There would be state sanctioned thinking, as different judgements over time would make it clear what thinking is acceptable to the judiciary. This would create obviously case law. There would be state sanctioned jobs. When I say that, you couldn't say some things and get some jobs. Even me, with my views, I couldn't get some jobs because I would be seen as against the current thought. I think there'd be more of that as there's more weaponizing against freedom of speech and freedom of conscience. You could have freedom of conscience, you could have your own thoughts, but you really couldn't speak them out. I think there'd be a lot of shutting down of freedom of speech and I think that's very scary. There would be judicial misinterpretation, as we've seen in a case in Victoria as I outlined in my submission.

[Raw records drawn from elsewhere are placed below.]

Issue #1094, opened 2019-12-23
Test in Lumen


rafaelmarcelino19:
I am using lumen 6.0 and php 7.2 added MakesGraphQLRequests to TestCase and when I try $this->postGraphQL() this returns an error: Call to undefined method ExampleTest::postJson()

So I override the methods in TestCase and changed the return to Response and not TestResponse because lumen doesn't have Illuminate\Foundation

In place of $this->postJson() I made $this->post()

And now Work

spawnia:
Using `TestResponse` seems really useful, is it not available at all in Lumen?

spawnia:
`MakesGraphQLRequestsLumen` has been around for a while now.

PR #1100, opened 2019-12-27
Add test trait `\Nuwave\Lighthouse\Testing\MakesGraphQLRequestsLumen` for usage with Lumen

rafaelmarcelino19:
#1094 
TestResponse is not available in lumen I added this class with the same methods of MakesGraphQLRequests to work in Lumen


spawnia:
Thanks for the PR, i really appreciate it.

What's preventing us from using a single class for both?

spawnia:
This PR seems to have no changes. Are you planning any?

rafaelmarcelino19:
sorry, i didn't add the changes

spawnia:
> What's preventing us from using a single class for both?

I was actually asking a question here, not necessarily suggesting we should split it. Thanks for giving it a shot, though.

Considering the two approaches, i actually like having separate classes better. Otherwise the helper kind of becomes "worst of both worlds", with watered down type hints and little workarounds. I tried abstracting further and basing both on a single base trait and found that this complicates things even further.

So, i finally settled on your original approach and added the separate trait back in. Tweaked it a little and added docs and a changelog entry. Let me know if that works for you.

rafaelmarcelino19:
for me ok, I thought you didn't want to keep two classes separate, but that would really become "the worst of both worlds"

PR #1106, opened 2019-12-30
Update README.md

Geoffry304:
- [ ] Added or updated tests
- [ ] Updated CHANGELOG.md

**Changes**

**Breaking changes**


lorado:
Hi @Geoffry304 
Thank for pointing to a confusing place in docs. I never did this tutorial, but just read it. It seems to me, that all the text is correct, and only image has `user_id` instead of `author_id` listed. It makes more sense to let `author` relation with correct `author_id` foreign key. So I just changed `user_id` to `author_id` on image.

PR #1110, opened 2020-01-02
Nested mutations with pivot data

### LINKED ISSUE #1088: Nested mutations with pivot data

In my project I have some pivot tables with additional data. In Laravel while using sync it is possible to define simply array with IDs, but also optional value for specific key with data, that will be stored in pivot data. As example:

```php
$person->jobs()->sync([
  1,
  2 => [
    'from' => '...',
    'till' => '...'
  ]
]);
```

After executing `$person` becomes linked job ID 1 with empty extra pivot data and job ID 2 with given `from` and `till` additional data, that are stored in pivot tables.

Currently in Lighthouse it is possible to define only simple ID array for sync.

And here is my first question - do we need such a feature in lighthouse core? Solution is actually pretty simple, but we have to define structure, that can be accepted by sync resolver.  

As I know it is not possible to use kind of dictionaries in gql. So we probably need to define an input object, that have kinda "hidden" attribute for ID, like `_id` or kind of. All other values would then be treated like pivot extra data. 

As example, to be able to achive the php code above:

```gql
type Mutation {
  updatePerson(id: ID!, input: UpdatePersonInput! @spread): Person @update
}

input UpdatePersonInput {
  jobs: UpdateJobRelation
}

input UpdateJobRelation {
  sync: [JobSyncInput!]
}

input JobSyncInput {
  _id: ID!
  from: Date
  till: Date
}
```

So mutation would look like this:
```gql
mutation {
  updatePerson(
    id: 1, 
    jobs: {
      sync: [
        {
          _id: 1
        },
        {
          _id: 2,
          from: "...",
          till: "..."
        }
      ]
    }
  ) {
    ...
  }
}
```

Resolver code could look like this:

```php
// $object and $relationName should be calculated before from scheme types. 
// In this example:
// $object = App\Person::find(1);
// $relationName = 'jobs';
$syncArr = [];
foreach ($input['sync'] as $syncInput) {
  $id = $syncInput['_id'];
  unset($syncInput['_id']);
  $syncArr[ $id ] = $syncInput;
}
$object->$relationName()->sync($syncArr);
```

So anyway, just a question - do we need this? Or just don't care, as new input resolver will be possible soon?

lorado:
- [x] Added or updated tests
- [x] Updated CHANGELOG.md

Resolves #1088 

**Changes**

The feature is already described in #1088. Shortly - it is now possible to define pivot data on nested mutations using `sync`, `syncWithoutDetach` or `connect`. 

Details how to use will be described in docs.

**NO Breaking changes**

This implementation just adds described functionality on top of existing one. So it is still possible to use simple array of IDs within `sync`, `syncWithoutDetach` and `connect`.


lorado:
@spawnia Please improve docs...  it is so hard for me to write them...

src/Execution/Arguments/NestedManyToMany.php
```diff
@@ -59,4 +59,33 @@ public function __invoke($parent, $args)
             );
         }
     }
+
+    /**
+     * @param  \Nuwave\Lighthouse\Execution\Arguments\Argument $args
+     *
+     * @return array
+     */
+    private function generateRelationArray(Argument $args)
```
spawnia:
```suggestion
    private function generateRelationArray(Argument $args): array
```

src/Execution/Arguments/NestedManyToMany.php
```diff
@@ -59,4 +59,33 @@ public function __invoke($parent, $args)
             );
         }
     }
+
+    /**
```
spawnia: A one-liner that describes the purpose of this function would be great.

src/Execution/Arguments/NestedManyToMany.php
```diff
@@ -59,4 +59,33 @@ public function __invoke($parent, $args)
...
+     */
+    private function generateRelationArray(Argument $args)
+    {
+        $values = $args->toPlain();
+
+        if (empty($values)) {
+            return [];
+        }
+
+        if (! is_array($values[0])) {
```
spawnia: This check might be more straightforward by examining the `Argument` class, it is meant for use cases like these where we need to check the type of arguments during query execution.

src/Execution/Arguments/NestedManyToMany.php
```diff
@@ -59,4 +59,33 @@ public function __invoke($parent, $args)
...
+            // first values isn't array. Assume values are simply IDs, and return them (old behaviour)
+            return $values;
+        } else {
+            // assume values are arrays and contains pivot information
+            $relationArray = [];
+            foreach ($values as $value) {
+                $id = $value['id'];
+                unset($value['id']);
+                $relationArray[$id] = $value;
```
spawnia: What happens if there are no other values?

According to the example you have shown in your issue passing the `id` as the value would be the way to go.

```php
$person->jobs()->sync([
  1,
  2 => [
    'from' => '...',
    'till' => '...'
  ]
]);
```

We should at least cover this use case of mixing values with just `id` and ones with additional data, and have a test for it.

tests/Integration/Execution/MutationExecutor/BelongsToManyTest.php
```diff
@@ -826,4 +846,139 @@ public function testCanDisconnectAllRelatedModelsOnEmptySync(string $action): vo
...
+    public function testCanConnectUserWithRoleAndPivotMetaByUsingSync(): void
+    {
+        $user = factory(User::class)->create();
+        $role = factory(Role::class)->create();
+        $role2 = factory(Role::class)->create();
+        $user->roles()->attach($role2);
+
+        $metaText = Lorem::sentence();
+
+        $this->graphQL('
```
spawnia:
```suggestion
        $this->graphQL(/** @lang GraphQL */ '
```

spawnia:
> @spawnia Please improve docs... it is so hard for me to write them...

They look pretty good already, but i will make a pass over them once we have the code all figured out.

src/Execution/Arguments/NestedManyToMany.php
lorado: Ok, can you say, what I have to compare? `$args->type` can't help there much, as it is in both cases a `ListType`, and the type itself is just a string, like `ID`, but we can't take comparison to `ID`, as I e.g. using `ObfID` in my project as main ID type. 

We could also check the value of `$args->value[0]` if it is an object or not. What do you think?

src/Execution/Arguments/NestedManyToMany.php
lorado: I just read implementation of `sync()` in laravel, if you will pass an array from example above, laravel will convert input to the following array:

```php
[
  1 => [],
  2 => [
    'from' => '...',
    'till' => '...'
  ]
]
```

So in words, it sanitize the input in the way, that final array keys are actually IDs, and the value is an array with values of pivot columns.

I can also add a test that just accepts an id as input without any pivot data

src/Execution/Arguments/NestedManyToMany.php
spawnia: I tried out the other approach and found your initial solution to be simpler. Well done.

PR #2684, opened 2025-05-19
ci: update deprecated action

owenvoke:
**Changes**

This updates from `bufbuild/buf-setup-action` to `bufbuild/buf-action` as the `buf-setup-action` has been deprecated.

See: https://github.com/bufbuild/buf-action/blob/main/MIGRATION.md#buf-setup-action

**Breaking changes**


spawnia:
Thank you @owenvoke

PR #2686, opened 2025-05-29
Don't conceal errors in resolvers for canFind, canModel and canQuery directives

MarcEspiard:
- [x] Added or updated tests
- [ ] Updated CHANGELOG.md

**Context**

While switching from `@can` to `@canFind` recently, we noticed that exceptions thrown from within a mutation class were caught and rethrown as generic `AuthorizationException` by the `action: EXCEPTION_NOT_AUTHORIZED` argument on can* directives.

This is an issue for our use case as we perform sanity checks (business logic) in the mutation code and throw specific exception / error messages back to the user in some cases. 
We do want to use `action: EXCEPTION_NOT_AUTHORIZED` to hide `ModelNotFoundException` from end users, but we still need to return specific exception / message / error codes to the user manually (when the `@can*` directive actually passed) from the mutation class.

**Changes**

With this PR, I moved resolving the field to outside of the authorization try-catch block, when applicable.
I kept the changes non breaking.

Note (unchanged behavior):
1. Exceptions thrown in @canResolved are always caught / modified as resolving happens during the authorization.
2.Exceptions throwing in @canRoot are never caught / modified as resolving happens before the authorization, outside of the try-catch

Unsure if this needs to be documented, happy to update the docs if needed?

**Breaking changes**

None

### DIFF
--- a/tests/Integration/Auth/CanRootDirectiveDBTest.php
+++ b/tests/Integration/Auth/CanRootDirectiveDBTest.php
@@ -1,0 +1,36 @@
+<?php declare(strict_types=1);
+
+namespace Integration\Auth;
+
+use Tests\DBTestCase;
+use Tests\Utils\Models\User;
+use Tests\Utils\Mutations\ThrowWhenInvoked;
+use Tests\Utils\Policies\UserPolicy;
+
+final class CanRootDirectiveDBTest extends DBTestCase
+{
+    public function testDoesntConcealResolverException(): void
+    {
+        $admin = new User();
+        $admin->name = UserPolicy::ADMIN;
+        $this->be($admin);
+
+        $this->schema = /** @lang GraphQL */ '
+        type Mutation {
+            throwWhenInvoked: Task
+        }
+
+        type Task {
+            name: String! @canRoot(ability: "adminOnly", action: EXCEPTION_NOT_AUTHORIZED)
+        }
+        ' . self::PLACEHOLDER_QUERY;
+
+        $this->graphQL(/** @lang GraphQL */ '
+        mutation {
+            throwWhenInvoked {
+                name
+            }
+        }
+        ')->assertGraphQLErrorMessage(ThrowWhenInvoked::ERROR_MESSAGE);
+    }
+}


src/Auth/BaseCanDirective.php
```diff
@@ -88,7 +88,10 @@ public function handleField(FieldValue $fieldValue): void
             $authorizeModel = fn (mixed $model) => $this->authorizeModel($gate, $ability, $model, $checkArguments);
 
             try {
-                return $this->authorizeRequest($root, $args, $context, $resolveInfo, $resolver, $authorizeModel);
+                $resolved = $this->authorizeRequest($root, $args, $context, $resolveInfo, $resolver, $authorizeModel);
+                if ($resolved) {
+                    return $resolved;
```
k0ka, line 93: If the `$resolved` value is null or false for `CanResolvedDirective`, the resolver would be executed twice. I guess it's better to split the resolved value and whether it was resolved into two different variables.

tests/Integration/Auth/CanFindDirectiveDBTest.php
```diff
@@ -218,7 +256,8 @@ public function testFailsToFindSpecificModelWithFindOrFailFalse(): void
 
         $this->mockResolver(null);
 
-        $this->schema = /** @lang GraphQL */ '
+        $this->schema /** @lang GraphQL */
```
k0ka, line 259: It's better not to change coding style in unrelated places.

k0ka (dismissed):

src/Auth/BaseCanDirective.php
k0ka: As I know, only methods with `@api` phpdoc must be preserved. So you may change the `authorizeRequest` signature (but it's better to wait for @spawnia response to make sure). 

Another approach is to add another method like `authorizeRequestWithResolving` to `BaseCanDirective`. The base method should just execute `authorizeRequest` of the child class - so if someone overrides this function outside of the library, it would still work. Other our `Can*Directive` should override `authorizeRequestWithResolving`

tests/Integration/Auth/CanFindDirectiveDBTest.php
```diff
@@ -23,7 +24,8 @@ public function testQueriesForSpecificModel(): void
         $user = factory(User::class)->create();
         assert($user instanceof User);
 
-        $this->schema = /** @lang GraphQL */ '
+        $this->schema /** @lang GraphQL */
+            = '
```
spawnia, line 28: Please revert the reformatting.

tests/Integration/Auth/CanFindDirectiveDBTest.php
spawnia: Please revert that part.

tests/Integration/Auth/CanModelDirectiveDBTest.php
```diff
@@ -0,0 +1,38 @@
...
+final class CanModelDirectiveDBTest extends DBTestCase
+{
+    public function testDoesntConcealResolverException(): void
+    {
+        $admin = new User();
+        $admin->name = UserPolicy::ADMIN;
+        $this->be($admin);
+
+        $this->schema /** @lang GraphQL */
+            = '
```
spawnia, line 19:
```suggestion
        $this->schema = /** @lang GraphQL */ '
```

tests/Integration/Auth/CanQueryDirectiveDBTest.php
```diff
@@ -83,6 +84,38 @@ public function testFailsToFindSpecificModelWithQuery(): void
...
+    {
+        $admin = new User();
+        $admin->name = UserPolicy::ADMIN;
+        $this->be($admin);
+
+        $user = factory(User::class)->create();
+        assert($user instanceof User);
+
+        $this->schema /** @lang GraphQL */
+            = '
```
spawnia, line 97:
```suggestion
        $this->schema = /** @lang GraphQL */ '
```

src/Auth/BaseCanDirective.php
spawnia: Feel free to break the internal API of BaseCanDirective to simplify things and avoid double resolving.

spawnia (changes requested):

src/Auth/BaseCanDirective.php
MarcEspiard: @spawnia Updated my approach to simply keep track of if the resolver was called and return accordingly. It's value independent so should work much more consistently.
No API changes needed.
Let me know your thoughts.

spawnia: Great idea!

spawnia (commented):
Nicely done. What about adding tests for `@canRoot`? There is an existing `CanRootDirectiveTest`.

MarcEspiard:
Errors should be fixed and added an extra test for CanRoot

spawnia (approved):

MarcEspiard:
Thanks for the quick release!

Issue #2687, opened 2025-06-04
Type based on Laravel model ignores regular php properties


tminich:
**Describe the bug**

```php
class Test extends Model
{
    public string $test = 'test';
}
```

```graphql
type Test {
    test: String
}
```

This will always return null for `test`, it never reads the property.

**Expected behavior/Solution**

It should read the property value. 

We are moving away from Laravel get___Attribute getters (which work) as the native php 8.4 virtual property syntax has much better IDE integration and static analysis, so this is a bug that could lead to easily missed mistakes. I guess the implementation uses Laravel array access to retrieve the values, which is imo fine, but it should fall back to trying regular php object properties in case that fails.

Note: A current workaround is using `@rename` to 'rename' the attribute to itself.

**Lighthouse Version**

6.57.1

PR #2688, opened 2025-06-06
Test for PHP property access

I'm also concerned if there is a federal change of government. With a federal Labour government wanting to bring in 33 genders, what does that look like? Does that mean there could be men in women's toilets, natural born men who are still kind of transitioning to whatever they want to be and me as a woman, if I say, "I don't want you to be in a toilet. "I've got my young niece here or someone's got their little "girl, this is not appropriate." Am I going to suddenly be pulled before the Human Rights Commission saying "That's disgusting behaviour?" It is like, no, actually that's absurd behaviour. I am very concerned.

JAMES LISTER: Thank you.

TEESHAN JOHNSON: Thanks.

CHAIR: Are there any more questions from the opposition? (mumbling from participants)

JAMES LISTER: Was Cherish Life consulted in the development of the bill by the government?

TEESHAN JOHNSON: This bill?

JAMES LISTER: Yes.

TEESHAN JOHNSON: No.

COMMITTEE MEMBER CORRINE MCMILLIAN: Yes, Ms Johnson, I'm sorry that you see doom and gloom. But in what ways do you see that the bill of human rights will improve Queenslander's enjoyment of their basic human rights?

TEESHAN JOHNSON: What way do I see it would improve? I don't think it will improve it.

CORRINE MCMILLIAN: Okay, thank you.

CHAIR: That brings to conclusion this part of the hearing.